▶ What is expected: Below are lines of data, and only some are wanted. Please repeat exactly those from the line that has "PR #219, opened 2010-11-15" through the line that has "I checked setting".

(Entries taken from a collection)
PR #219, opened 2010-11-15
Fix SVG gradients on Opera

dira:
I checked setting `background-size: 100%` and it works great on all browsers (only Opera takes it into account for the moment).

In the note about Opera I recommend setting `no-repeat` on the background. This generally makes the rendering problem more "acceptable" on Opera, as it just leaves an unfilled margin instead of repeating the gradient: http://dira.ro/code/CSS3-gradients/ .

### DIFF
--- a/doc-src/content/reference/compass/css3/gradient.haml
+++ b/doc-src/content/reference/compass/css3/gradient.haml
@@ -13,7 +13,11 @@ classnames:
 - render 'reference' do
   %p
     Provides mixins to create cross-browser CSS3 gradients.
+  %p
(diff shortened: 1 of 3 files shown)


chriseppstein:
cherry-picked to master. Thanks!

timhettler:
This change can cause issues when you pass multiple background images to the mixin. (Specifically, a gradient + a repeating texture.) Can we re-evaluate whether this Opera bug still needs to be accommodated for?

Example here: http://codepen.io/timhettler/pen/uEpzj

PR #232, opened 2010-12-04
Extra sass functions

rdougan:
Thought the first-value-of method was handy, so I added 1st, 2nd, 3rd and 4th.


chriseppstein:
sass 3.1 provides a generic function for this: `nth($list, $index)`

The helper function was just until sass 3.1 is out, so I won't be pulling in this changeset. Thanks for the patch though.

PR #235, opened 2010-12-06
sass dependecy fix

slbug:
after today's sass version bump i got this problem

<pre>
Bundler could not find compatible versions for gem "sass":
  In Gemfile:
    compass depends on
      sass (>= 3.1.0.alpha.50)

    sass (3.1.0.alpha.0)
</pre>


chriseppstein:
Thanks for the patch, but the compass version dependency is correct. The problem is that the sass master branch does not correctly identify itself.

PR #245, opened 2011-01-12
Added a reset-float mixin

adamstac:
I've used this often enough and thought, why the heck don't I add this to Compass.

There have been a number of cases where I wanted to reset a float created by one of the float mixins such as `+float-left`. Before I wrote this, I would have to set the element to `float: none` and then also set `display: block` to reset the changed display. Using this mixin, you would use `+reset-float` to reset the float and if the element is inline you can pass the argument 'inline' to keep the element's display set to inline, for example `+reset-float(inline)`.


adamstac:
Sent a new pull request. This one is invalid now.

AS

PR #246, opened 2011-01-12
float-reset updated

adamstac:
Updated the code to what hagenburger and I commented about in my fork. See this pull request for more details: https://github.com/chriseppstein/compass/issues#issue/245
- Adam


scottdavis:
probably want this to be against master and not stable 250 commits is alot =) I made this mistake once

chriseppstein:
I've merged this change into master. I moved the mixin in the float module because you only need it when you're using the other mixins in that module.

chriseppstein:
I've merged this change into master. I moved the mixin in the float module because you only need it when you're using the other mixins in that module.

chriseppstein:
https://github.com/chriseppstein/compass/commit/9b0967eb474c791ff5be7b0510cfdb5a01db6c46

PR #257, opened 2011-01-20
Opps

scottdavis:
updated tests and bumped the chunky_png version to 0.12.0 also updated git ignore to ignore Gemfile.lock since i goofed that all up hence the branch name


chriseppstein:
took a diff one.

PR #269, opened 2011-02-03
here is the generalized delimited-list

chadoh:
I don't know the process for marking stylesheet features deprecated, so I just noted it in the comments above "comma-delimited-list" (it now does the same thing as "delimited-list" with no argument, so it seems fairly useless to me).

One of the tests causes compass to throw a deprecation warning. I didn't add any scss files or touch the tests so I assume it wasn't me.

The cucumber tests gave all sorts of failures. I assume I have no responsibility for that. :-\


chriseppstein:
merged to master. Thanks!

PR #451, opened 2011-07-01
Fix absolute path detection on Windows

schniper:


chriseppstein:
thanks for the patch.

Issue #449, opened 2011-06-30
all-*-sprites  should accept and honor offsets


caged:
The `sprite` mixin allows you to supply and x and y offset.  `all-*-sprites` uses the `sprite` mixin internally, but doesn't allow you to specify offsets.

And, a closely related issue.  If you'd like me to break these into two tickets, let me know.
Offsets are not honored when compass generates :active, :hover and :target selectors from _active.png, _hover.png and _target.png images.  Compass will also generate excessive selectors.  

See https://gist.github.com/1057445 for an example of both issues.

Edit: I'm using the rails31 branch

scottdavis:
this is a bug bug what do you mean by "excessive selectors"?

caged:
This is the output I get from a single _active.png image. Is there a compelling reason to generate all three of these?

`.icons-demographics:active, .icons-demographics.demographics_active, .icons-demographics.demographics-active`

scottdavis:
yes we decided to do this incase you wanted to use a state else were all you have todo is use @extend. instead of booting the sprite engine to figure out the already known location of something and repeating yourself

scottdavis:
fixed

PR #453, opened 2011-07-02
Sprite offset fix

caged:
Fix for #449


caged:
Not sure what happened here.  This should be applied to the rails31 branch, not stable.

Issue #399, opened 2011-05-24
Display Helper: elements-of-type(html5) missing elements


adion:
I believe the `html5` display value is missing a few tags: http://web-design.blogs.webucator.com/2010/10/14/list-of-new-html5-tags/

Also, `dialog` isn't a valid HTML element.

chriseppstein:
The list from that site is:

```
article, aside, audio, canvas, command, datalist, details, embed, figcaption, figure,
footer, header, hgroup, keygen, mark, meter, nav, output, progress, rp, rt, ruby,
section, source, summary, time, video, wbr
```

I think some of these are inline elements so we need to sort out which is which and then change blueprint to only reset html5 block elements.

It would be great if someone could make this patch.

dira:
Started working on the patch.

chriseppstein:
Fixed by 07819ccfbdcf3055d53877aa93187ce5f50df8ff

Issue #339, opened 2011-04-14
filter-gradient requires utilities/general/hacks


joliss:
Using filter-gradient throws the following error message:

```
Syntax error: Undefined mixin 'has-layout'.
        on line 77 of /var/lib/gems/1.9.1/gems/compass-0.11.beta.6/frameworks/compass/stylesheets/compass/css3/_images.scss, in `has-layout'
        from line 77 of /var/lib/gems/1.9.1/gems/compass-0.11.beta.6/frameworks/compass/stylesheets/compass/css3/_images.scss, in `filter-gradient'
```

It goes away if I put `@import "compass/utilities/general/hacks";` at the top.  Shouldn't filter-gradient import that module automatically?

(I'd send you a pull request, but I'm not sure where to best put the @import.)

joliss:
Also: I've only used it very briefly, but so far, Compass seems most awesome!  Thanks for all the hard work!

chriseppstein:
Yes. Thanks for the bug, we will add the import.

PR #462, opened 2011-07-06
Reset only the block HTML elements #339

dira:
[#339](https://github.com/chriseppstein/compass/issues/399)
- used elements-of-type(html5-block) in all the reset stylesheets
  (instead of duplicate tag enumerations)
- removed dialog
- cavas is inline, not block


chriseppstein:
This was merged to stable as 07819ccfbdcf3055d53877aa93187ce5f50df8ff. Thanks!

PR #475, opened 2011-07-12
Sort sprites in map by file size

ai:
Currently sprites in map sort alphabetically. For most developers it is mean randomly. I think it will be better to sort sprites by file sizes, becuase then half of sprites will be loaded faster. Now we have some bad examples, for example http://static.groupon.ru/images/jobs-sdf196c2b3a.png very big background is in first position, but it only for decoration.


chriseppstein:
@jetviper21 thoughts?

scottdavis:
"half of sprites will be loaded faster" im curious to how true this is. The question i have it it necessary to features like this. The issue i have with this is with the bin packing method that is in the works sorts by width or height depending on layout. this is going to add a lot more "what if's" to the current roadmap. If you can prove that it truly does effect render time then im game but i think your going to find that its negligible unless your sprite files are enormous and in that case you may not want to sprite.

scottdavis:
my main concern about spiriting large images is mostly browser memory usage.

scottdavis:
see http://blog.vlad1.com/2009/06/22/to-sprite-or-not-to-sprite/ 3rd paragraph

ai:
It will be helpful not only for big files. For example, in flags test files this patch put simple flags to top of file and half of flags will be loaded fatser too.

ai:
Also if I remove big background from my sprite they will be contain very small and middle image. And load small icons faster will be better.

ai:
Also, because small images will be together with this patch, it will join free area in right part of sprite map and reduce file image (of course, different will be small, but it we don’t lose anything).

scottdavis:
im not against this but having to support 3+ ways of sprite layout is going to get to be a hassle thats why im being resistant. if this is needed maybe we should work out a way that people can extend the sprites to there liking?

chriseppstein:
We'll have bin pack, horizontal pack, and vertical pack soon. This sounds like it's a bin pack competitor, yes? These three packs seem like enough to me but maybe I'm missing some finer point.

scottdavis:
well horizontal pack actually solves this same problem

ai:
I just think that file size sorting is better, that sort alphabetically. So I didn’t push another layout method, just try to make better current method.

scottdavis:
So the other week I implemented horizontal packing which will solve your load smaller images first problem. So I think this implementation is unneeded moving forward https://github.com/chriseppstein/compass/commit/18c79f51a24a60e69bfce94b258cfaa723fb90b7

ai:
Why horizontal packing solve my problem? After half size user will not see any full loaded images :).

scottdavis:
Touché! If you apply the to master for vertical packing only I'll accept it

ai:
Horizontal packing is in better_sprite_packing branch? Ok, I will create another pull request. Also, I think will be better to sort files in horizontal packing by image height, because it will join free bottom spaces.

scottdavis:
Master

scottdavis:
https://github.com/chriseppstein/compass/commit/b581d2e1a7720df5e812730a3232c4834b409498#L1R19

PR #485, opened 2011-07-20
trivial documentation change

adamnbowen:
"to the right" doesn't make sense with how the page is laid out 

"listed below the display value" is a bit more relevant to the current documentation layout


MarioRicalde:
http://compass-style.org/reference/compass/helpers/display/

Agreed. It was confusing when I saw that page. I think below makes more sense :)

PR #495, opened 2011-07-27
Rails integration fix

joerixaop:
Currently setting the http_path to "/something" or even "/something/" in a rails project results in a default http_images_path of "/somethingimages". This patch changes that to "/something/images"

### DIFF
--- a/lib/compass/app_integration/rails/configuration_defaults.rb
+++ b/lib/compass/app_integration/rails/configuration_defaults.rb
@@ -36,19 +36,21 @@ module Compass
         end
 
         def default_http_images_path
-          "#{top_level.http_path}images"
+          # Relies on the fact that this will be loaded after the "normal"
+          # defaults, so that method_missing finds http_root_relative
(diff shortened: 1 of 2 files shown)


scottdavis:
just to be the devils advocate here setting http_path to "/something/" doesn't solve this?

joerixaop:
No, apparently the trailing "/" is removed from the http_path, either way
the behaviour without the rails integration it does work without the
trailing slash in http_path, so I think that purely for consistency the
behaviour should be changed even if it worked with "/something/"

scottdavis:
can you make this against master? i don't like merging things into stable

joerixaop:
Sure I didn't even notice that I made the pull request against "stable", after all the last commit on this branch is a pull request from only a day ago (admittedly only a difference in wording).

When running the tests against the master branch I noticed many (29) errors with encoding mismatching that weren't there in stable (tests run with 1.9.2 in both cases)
---
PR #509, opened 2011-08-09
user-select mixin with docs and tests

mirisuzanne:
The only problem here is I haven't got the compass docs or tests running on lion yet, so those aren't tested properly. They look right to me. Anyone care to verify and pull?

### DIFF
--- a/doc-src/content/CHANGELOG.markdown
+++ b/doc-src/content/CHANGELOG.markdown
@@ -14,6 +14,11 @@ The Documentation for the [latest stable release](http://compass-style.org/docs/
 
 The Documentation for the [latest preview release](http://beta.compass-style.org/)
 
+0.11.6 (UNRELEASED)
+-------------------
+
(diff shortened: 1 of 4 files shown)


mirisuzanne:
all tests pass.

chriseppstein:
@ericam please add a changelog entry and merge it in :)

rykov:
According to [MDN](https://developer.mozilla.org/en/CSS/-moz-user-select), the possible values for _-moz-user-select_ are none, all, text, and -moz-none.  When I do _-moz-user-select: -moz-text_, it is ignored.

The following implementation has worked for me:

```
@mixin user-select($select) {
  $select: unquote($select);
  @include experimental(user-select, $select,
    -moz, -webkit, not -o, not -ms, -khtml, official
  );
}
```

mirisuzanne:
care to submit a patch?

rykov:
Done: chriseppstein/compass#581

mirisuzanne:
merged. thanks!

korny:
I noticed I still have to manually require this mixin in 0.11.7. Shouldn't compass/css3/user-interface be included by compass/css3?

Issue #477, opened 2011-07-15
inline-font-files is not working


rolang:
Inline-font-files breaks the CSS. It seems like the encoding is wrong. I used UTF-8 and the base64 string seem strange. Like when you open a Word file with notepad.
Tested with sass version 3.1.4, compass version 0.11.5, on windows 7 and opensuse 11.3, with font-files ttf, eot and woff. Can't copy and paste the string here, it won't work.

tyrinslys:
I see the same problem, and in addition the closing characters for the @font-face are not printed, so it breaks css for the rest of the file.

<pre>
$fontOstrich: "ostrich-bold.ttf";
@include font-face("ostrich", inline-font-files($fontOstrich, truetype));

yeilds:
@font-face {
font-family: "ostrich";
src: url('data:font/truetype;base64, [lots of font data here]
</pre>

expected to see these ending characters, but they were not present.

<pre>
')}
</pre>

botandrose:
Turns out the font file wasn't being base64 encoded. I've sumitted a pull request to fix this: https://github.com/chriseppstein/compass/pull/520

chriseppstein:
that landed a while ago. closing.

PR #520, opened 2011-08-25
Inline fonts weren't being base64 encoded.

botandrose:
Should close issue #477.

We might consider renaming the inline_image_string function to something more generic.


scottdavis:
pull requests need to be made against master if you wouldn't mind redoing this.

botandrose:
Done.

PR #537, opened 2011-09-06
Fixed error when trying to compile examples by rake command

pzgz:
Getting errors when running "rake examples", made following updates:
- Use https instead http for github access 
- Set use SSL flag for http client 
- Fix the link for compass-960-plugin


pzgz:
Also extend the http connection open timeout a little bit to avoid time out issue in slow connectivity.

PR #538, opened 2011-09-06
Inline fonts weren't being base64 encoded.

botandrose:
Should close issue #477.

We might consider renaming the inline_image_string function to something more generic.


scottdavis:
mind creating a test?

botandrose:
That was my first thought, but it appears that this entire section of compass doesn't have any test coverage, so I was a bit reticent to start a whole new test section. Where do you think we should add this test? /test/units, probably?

▶ Task result:
PR #219, opened 2010-11-15
Fix SVG gradients on Opera

dira:
I checked setting `background-size: 100%` and it works great on all browsers (only Opera takes it into account for the moment).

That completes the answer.